たどり着いた目的地
「ここはあれや。最近評判の、よく当たる占い師の館やな」
尾行対象が入っていった店を見上げ、ミミックのスズエが言った。
「『月華の魔術師』。元々は名前のとおり魔術師やったんやけど、なんとなく占いも始めたらこれが大ヒット。女子に人気のスポットとして盛り上がっとる」
「よく知ってるねスズエ……」
ほへーっとその月華の魔術師とやらがいる占いの館を見てスズエが言うのに、ミノタウロスのムラゾウが応じた。
怪しい動きをする執事を尾行していったら、なぜかこの占いの館に入っていったのだ。
もちろん執事は男性だし、占いに興味があるようにもあまり見えない。
どうしてこの館に入っていったのか、見当もつかないのが正直なところだ。
すると、執事の主・アイリーンがむすっとした顔で言う。
「……その月華の魔術師とやらは、どんないで立ちの者なのかしら」
「分からん。姉ちゃんかもしれんしオバハンかもしれん。魔術師だけあって謎めいてるっていうのが色んな話を聞いた感想やな。でも、基本的には女性らしいで」
「女性……」
執事は、誰か女性に渡すために花束を買ったのではないか――ここに来るまでに出た意見が、全員の脳裏をよぎる。
月華の魔術師は女性。
なら、彼女への贈り物として花束を用意したのだろうか。
その疑問を、情報通のスズエが否定した。
「いやあ、どうやろ。やっこさん、月華の魔術師っちゅうだけあって占いの代金に花もカウントしとるらしいからなあ。花束はここの占いの代金として用意したのかもしれん」
「占いの料金に、花?」
「らしいで。花の精気を吸うとかただ愛でるだけとか、色々言われとるけど」
どういう仕組みかこの館では、花が通貨として適用されるらしい。
詳しいカラクリは不明だが、その話を信じるなら執事が用意したあの花束は、占いの対価ということになる。
個人的に月華の魔術師へ贈るため用意した、という線も捨てきれないが、料金代わりと考えた方が自然な流れだ。

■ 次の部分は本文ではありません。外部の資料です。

PR #3954, opened 2021-05-04
#3893 Added ceCache.remove functionality

### LINKED ISSUE #3893: Distributor for remote execution plane needs to handle the case of slowly responding services
As a side-effect of https://github.com/keptn/keptn/issues/3888, we should make sure that distributor in remote-execution plane adds the CloudEvent to the `ceCache` **before** it is sent to the respective service.

If sending fails, distributor should remove the CloudEvent from  `ceCache`.

https://github.com/keptn/keptn/blob/01ca31a892e783c537ee4efe709267e022f9b943/distributor/cmd/main.go#L471-L476

# Actions

- [ ] Implement and Unit Test `ceCache.Remove` 
- [ ] Change implementation of distributor to add CloudEvents early to `ceCache`, and remove them on error
- [ ] Unit Test the new behaviour

christian-kreuzberger-dtx:
Fixes #3893 by 
* adding a `ceCache.remove` function
* Unit testing the `remove` function
* Extending the unit test for testing the polling/forwarding behaviour

In addition, I've applied boyscout rule and slightly improved the code in main.go

### DIFF
--- a/distributor/cmd/main.go
+++ b/distributor/cmd/main.go
@@ -478,7 +478,7 @@ func pollEventsForTopic(endpoint string, token string, topic string) {
 					// Sending failed, remove from cloudevents cache
 					ceCache.Remove(*event.Type, event.ID)
 				}
-				logger.Infof("Number of sent events for topic %s: %d", topic, ceCache.Length(topic))
+				logger.Infof("CloudEvent sent! Number of sent events for topic %s: %d", topic, ceCache.Length(topic))
 			}()
 		}
 	}
--- a/distributor/cmd/main.go
+++ b/distributor/cmd/main.go
@@ -470,9 +470,13 @@ func pollEventsForTopic(endpoint string, token string, topic string) {
 
 		if e != nil {
 			logger.Infof("Sending CloudEvent with ID %s to %s", event.ID, env.PubSubRecipient)
+			// add to cloudevents cache
+			ceCache.Add(*event.Type, event.ID)
 			go func() {
-				if err := sendEvent(*e); err == nil {
-					ceCache.Add(*event.Type, event.ID)
+				if err := sendEvent(*e); err != nil {
+					logger.Errorf("Sending CloudEvent with ID %s to %s failed: %s", event.ID, env.PubSubRecipient, err.Error())
+					// Sending failed, remove from cloudevents cache
+					ceCache.Remove(*event.Type, event.ID)
 				}
 				logger.Infof("Number of sent events for topic %s: %d", topic, ceCache.Length(topic))
 			}()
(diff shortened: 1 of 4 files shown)


distributor/cmd/main.go
```diff
@@ -442,39 +442,60 @@ func pollHTTPEventSource(endpoint string, token string, topics []string) {
...
 	logger.Infof("Received %d new .triggered events", len(events))
+
+	// ensure CloudEvents Cache exists
+	if ceCache == nil {
+		logger.Debug("Cache containing sent CloudEvents is nil. Creating a new one")
+		ceCache = lib.NewCloudEventsCache()
+	}
+
+	// iterate over all events, discard the event if it has already been sent
 	for index, _ := range events {
```
warber, line 461: I know, it's not part of the PR, but could you please replace line 461 and 462 with
```
	for index := range events {
		event := *events[index]
```

distributor/cmd/main.go
```diff
@@ -442,39 +442,60 @@ func pollHTTPEventSource(endpoint string, token string, topics []string) {
...
 func pollEventsForTopic(endpoint string, token string, topic string) {
 	logger.Infof("Retrieving events of type %s", topic)
 	events, err := getEventsFromEndpoint(endpoint, token, topic)
 	if err != nil {
 		logger.Errorf("Could not retrieve events of type %s from endpoint %s: %v", topic, endpoint, err)
 	}
 	logger.Infof("Received %d new .triggered events", len(events))
+
+	// ensure CloudEvents Cache exists
+	if ceCache == nil {
```
warber, line 455: I think you could even move the variable declaration to the top in line 69 and remove this check. It's a global variable.

christian-kreuzberger-dtx: `ceCache` is already initialized in `createHTTPConnection`, so I guess we don't need the check here.
```
func createHTTPConnection() {
	if env.PubSubRecipient == "" {
		logger.Error("No pubsub recipient defined")
		return
	}

	ceCache = lib.NewCloudEventsCache()

	eventEndpoint := getHTTPPollingEndpoint()
	topics := strings.Split(env.PubSubTopic, ",")

	pollingInterval, err := strconv.ParseInt(env.HTTPPollingInterval, 10, 64)
	if err != nil {
		pollingInterval = defaultPollingInterval
	}

	pollingTicker := time.NewTicker(time.Duration(pollingInterval) * time.Second)

	for {
		<-pollingTicker.C
		pollHTTPEventSource(eventEndpoint, env.KeptnAPIToken, topics)
	}
}
```

distributor/cmd/main.go
christian-kreuzberger-dtx: Will do.

distributor/cmd/main.go
christian-kreuzberger-dtx: I think we need it for running unit tests on the `pollEventsForTopic` function.

christian-kreuzberger-dtx: I've moved it.

warber (approved):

だとしたら、執事フィオネルは何かを占ってもらうためにこの館に入った、と思われるが。
さて。
「フィオネル様、何を占ってもらうつもりなのかな?」
「さあなあ。人生についてかもしれんし、仕事のこと、恋愛のことなんかもこういうとこでは鉄板やなあ」
「恋愛……」
恋愛。
その単語に、ムラゾウはあたりの気温がすっと下がるのを感じていた。
原因はもちろん、ここまで執事のことを追いかけてきたアイリーンである。
本人は口にしないが、ムラゾウは今日のアイリーンの言動に、もしや、という思いを抱いていた。
半ば勘のようなものだし、そもそも本人に自覚もないのかもしれないけれども。
今後の展開によっては、これはとんでもないスキャンダルになる――かもしれない。
いずれにしても、どう転ぶかはこれからこの館を出てくる、執事の言動次第である。
頼む、頼みますよフィオネル様――と、背中をつたう汗にムラゾウは、心中で必死に祈りをささげていた。
あなたの一挙手一投足で、これからの魔界の運命が決まるかもしれないんですから。
というか、この氷河の中の活火山みたいなアイリーン様、爆発させないようになんとかしてください――!
そんなムラゾウの願いが届いたのか。
占いの館から、フィオネルが出てきた。
館に入る前まで持っていた花束は、彼の手にはない。
ということはやはり、この館で何らかの目的でもって使われたのだ。
目指すものは、ここにあった――。
そう確信したムラゾウとスズエをよそに、アイリーンがすっと前に出る。
「……フィオネル」
「……アイリーン様?」
尾行のための術を解き、姿を現したアイリーンに。
フィオネルは目を丸くして、立ちつくしていた。